§ **Exercise requirements**
Which of the lines in the records below hold the string "only"? Copy every one of them.

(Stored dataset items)
══════
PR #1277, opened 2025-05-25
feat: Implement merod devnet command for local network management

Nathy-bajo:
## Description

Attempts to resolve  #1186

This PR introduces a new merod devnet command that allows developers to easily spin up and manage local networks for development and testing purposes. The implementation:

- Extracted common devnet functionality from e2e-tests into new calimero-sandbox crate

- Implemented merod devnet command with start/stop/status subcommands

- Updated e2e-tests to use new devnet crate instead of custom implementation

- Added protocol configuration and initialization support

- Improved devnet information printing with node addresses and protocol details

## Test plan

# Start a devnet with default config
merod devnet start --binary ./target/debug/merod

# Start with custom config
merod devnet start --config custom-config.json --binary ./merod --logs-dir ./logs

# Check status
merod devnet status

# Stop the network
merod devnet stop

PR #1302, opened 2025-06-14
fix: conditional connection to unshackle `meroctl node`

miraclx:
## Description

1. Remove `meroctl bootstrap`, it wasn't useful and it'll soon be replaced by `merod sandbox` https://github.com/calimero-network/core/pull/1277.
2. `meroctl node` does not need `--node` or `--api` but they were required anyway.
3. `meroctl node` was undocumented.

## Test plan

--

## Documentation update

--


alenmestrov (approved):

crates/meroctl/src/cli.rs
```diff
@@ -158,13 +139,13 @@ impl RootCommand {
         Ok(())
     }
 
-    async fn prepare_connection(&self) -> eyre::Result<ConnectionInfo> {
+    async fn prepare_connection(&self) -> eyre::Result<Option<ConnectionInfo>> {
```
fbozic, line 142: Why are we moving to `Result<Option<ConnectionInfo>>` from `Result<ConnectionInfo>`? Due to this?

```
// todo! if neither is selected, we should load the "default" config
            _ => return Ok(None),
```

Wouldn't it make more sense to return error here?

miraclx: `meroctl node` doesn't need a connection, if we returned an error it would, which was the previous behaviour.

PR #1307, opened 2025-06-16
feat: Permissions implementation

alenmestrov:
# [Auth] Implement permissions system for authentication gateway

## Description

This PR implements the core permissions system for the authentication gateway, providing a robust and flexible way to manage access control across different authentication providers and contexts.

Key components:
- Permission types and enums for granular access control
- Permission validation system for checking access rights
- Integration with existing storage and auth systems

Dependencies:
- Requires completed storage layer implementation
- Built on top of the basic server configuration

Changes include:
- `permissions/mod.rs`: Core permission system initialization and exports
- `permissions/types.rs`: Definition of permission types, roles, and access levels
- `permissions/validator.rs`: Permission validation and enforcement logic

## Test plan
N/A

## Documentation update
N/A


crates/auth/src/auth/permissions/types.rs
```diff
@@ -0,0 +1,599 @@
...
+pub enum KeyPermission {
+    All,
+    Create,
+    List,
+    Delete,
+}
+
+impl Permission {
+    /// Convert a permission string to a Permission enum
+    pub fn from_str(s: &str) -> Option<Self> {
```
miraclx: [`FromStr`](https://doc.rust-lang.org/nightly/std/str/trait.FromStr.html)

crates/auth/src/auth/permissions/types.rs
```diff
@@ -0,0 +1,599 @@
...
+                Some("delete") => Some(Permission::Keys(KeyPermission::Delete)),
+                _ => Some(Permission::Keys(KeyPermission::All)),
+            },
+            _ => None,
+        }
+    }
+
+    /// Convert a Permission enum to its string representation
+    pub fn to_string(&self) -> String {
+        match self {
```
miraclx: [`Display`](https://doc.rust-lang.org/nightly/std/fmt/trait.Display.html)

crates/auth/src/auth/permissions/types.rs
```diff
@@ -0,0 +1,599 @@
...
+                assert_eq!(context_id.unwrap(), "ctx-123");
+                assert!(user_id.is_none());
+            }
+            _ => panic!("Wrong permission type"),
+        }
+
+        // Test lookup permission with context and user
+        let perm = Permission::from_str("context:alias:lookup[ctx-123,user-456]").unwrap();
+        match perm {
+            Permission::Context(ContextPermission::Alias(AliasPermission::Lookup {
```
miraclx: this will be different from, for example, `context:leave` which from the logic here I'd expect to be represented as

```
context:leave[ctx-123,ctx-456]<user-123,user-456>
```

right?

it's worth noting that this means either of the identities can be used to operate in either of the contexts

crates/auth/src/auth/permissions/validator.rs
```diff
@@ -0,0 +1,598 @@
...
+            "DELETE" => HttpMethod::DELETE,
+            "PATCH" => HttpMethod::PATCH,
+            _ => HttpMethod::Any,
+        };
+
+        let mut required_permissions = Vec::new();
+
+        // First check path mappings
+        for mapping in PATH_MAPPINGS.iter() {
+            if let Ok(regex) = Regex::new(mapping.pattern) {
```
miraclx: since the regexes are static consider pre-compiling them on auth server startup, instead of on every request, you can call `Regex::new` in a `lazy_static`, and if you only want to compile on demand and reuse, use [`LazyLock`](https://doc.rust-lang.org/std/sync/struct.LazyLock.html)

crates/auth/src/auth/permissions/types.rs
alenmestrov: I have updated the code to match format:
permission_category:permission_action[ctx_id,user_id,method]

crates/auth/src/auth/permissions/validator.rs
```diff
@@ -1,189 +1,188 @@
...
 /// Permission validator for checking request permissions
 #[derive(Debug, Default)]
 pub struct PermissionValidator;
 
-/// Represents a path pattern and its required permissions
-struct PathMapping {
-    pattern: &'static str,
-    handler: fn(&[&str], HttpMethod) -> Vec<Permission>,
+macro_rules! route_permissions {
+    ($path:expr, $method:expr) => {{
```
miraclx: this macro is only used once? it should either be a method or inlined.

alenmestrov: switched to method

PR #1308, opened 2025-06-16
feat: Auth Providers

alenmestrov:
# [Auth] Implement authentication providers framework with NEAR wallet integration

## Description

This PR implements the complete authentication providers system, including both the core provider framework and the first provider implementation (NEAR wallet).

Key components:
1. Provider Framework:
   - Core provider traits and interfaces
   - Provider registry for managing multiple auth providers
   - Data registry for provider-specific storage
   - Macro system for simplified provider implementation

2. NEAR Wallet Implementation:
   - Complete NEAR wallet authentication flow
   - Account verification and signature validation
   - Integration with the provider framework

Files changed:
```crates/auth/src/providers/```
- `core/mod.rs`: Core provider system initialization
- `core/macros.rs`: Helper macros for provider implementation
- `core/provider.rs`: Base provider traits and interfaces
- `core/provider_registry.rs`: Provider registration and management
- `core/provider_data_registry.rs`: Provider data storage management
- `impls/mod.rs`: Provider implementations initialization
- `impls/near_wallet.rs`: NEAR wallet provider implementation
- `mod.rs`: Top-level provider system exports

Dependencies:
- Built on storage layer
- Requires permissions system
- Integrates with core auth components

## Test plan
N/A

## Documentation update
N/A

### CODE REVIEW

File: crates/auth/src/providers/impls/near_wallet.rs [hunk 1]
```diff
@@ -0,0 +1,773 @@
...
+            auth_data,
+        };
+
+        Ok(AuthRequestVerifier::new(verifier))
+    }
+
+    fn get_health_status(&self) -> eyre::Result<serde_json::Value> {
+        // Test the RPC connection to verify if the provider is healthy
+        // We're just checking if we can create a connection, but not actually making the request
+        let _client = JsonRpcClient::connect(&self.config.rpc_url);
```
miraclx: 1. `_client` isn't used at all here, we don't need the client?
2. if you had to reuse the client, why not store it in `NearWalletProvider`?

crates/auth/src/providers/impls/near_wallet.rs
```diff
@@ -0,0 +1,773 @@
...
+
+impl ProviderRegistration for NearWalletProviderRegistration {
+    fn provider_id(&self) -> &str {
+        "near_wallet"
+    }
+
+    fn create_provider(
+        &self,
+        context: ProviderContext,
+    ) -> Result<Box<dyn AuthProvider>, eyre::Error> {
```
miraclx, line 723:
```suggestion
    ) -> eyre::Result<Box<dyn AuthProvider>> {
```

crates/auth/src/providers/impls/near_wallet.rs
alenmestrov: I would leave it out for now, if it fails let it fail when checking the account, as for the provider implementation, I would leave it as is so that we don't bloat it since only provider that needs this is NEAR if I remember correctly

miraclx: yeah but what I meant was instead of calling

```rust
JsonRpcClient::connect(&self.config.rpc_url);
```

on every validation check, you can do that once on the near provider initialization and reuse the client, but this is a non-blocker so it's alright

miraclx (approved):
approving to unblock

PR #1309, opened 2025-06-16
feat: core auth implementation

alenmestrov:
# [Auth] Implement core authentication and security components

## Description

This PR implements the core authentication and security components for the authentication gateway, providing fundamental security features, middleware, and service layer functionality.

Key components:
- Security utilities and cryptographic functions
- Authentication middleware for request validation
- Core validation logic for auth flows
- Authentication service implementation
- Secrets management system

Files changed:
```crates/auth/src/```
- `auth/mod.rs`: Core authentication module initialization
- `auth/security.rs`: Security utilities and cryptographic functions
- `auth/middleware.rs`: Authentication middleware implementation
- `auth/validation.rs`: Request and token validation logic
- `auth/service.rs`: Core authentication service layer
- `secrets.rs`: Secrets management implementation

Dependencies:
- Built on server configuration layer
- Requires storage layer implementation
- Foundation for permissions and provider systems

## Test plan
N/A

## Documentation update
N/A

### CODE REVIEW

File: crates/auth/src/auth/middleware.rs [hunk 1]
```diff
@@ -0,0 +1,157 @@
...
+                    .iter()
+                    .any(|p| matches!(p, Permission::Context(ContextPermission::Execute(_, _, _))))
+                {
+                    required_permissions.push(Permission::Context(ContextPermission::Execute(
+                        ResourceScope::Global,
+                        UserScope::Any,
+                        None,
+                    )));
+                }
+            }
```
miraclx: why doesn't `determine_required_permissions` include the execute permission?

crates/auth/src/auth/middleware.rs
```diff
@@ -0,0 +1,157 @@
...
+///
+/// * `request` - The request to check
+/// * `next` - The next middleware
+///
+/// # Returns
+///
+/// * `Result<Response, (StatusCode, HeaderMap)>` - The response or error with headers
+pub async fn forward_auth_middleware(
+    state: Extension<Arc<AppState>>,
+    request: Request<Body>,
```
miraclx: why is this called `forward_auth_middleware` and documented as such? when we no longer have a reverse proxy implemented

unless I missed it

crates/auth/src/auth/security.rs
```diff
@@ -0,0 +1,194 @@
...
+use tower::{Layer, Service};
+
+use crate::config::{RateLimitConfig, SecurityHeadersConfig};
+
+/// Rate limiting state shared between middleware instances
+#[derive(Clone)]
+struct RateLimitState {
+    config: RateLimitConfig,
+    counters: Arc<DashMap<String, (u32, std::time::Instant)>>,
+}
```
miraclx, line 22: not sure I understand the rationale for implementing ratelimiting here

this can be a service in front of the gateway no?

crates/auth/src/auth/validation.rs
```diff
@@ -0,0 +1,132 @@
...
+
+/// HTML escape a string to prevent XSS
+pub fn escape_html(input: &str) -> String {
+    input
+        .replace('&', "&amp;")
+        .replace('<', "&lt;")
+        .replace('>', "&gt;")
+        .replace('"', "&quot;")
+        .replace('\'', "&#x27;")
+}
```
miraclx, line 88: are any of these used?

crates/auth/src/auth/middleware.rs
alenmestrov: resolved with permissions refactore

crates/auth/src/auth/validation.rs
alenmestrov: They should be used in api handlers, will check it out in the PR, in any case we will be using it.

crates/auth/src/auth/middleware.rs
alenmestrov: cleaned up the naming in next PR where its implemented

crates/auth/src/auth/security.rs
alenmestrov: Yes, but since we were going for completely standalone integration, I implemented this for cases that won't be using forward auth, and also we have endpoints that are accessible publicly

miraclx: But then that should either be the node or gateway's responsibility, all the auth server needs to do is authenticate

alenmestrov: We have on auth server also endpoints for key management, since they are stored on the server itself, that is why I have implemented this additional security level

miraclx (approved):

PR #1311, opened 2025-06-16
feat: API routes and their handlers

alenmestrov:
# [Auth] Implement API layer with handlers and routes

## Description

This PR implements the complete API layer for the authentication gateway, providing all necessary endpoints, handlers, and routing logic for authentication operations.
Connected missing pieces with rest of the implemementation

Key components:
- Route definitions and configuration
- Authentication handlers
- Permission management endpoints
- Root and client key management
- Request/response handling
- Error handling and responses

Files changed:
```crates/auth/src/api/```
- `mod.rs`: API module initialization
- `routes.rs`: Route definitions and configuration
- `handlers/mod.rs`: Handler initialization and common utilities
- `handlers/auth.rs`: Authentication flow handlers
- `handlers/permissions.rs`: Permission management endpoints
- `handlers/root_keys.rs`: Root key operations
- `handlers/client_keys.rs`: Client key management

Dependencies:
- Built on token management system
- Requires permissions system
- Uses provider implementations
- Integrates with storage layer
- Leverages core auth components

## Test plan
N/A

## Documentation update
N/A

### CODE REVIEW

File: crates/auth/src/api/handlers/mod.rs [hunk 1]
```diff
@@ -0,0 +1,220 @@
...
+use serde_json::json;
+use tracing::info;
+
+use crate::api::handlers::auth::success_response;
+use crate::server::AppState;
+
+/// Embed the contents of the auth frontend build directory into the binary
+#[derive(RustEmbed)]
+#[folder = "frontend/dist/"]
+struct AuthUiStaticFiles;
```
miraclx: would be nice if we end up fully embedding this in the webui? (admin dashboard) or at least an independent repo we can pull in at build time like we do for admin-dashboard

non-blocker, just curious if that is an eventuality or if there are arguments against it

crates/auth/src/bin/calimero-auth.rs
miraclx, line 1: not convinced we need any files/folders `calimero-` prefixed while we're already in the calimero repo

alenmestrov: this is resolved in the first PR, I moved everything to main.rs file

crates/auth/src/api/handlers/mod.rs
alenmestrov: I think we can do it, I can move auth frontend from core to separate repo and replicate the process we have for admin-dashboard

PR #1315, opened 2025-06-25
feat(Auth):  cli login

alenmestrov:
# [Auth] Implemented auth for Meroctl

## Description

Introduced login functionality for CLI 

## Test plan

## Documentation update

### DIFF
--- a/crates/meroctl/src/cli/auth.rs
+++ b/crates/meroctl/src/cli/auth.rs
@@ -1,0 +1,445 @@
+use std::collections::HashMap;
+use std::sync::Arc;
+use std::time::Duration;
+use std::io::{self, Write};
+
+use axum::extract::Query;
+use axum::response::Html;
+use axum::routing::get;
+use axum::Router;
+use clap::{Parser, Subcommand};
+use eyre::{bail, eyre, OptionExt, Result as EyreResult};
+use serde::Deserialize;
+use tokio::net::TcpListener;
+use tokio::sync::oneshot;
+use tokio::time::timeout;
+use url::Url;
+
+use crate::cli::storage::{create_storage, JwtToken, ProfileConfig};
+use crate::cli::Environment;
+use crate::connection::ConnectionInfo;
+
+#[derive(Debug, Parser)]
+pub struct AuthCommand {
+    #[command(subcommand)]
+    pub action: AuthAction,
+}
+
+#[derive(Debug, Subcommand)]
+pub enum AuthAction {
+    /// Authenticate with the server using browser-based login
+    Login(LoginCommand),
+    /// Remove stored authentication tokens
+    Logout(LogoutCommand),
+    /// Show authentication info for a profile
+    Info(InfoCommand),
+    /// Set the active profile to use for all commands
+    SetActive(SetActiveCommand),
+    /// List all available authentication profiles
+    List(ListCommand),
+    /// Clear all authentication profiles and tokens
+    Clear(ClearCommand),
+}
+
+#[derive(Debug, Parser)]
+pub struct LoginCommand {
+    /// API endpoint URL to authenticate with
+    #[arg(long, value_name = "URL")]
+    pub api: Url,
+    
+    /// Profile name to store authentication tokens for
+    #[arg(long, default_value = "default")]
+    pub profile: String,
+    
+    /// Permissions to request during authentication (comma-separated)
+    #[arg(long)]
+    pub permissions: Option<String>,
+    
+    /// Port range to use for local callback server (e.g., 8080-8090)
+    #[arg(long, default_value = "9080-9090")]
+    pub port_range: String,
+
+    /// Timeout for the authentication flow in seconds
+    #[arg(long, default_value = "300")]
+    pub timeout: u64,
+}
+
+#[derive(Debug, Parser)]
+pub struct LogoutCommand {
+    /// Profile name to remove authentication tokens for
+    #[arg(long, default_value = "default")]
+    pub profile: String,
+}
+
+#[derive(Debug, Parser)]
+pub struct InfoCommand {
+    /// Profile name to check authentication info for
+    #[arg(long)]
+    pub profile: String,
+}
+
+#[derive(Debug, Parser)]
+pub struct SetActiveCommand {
══════
§ **Written reply**
miraclx: since the regexes are static consider pre-compiling them on auth server startup, instead of on every request, you can call `Regex::new` in a `lazy_static`, and if you only want to compile on demand and reuse, use [`LazyLock`](https://doc.rust-lang.org/std/sync/struct.LazyLock.html)
miraclx: this macro is only used once? it should either be a method or inlined.
alenmestrov: I would leave it out for now, if it fails let it fail when checking the account, as for the provider implementation, I would leave it as is so that we don't bloat it since only provider that needs this is NEAR if I remember correctly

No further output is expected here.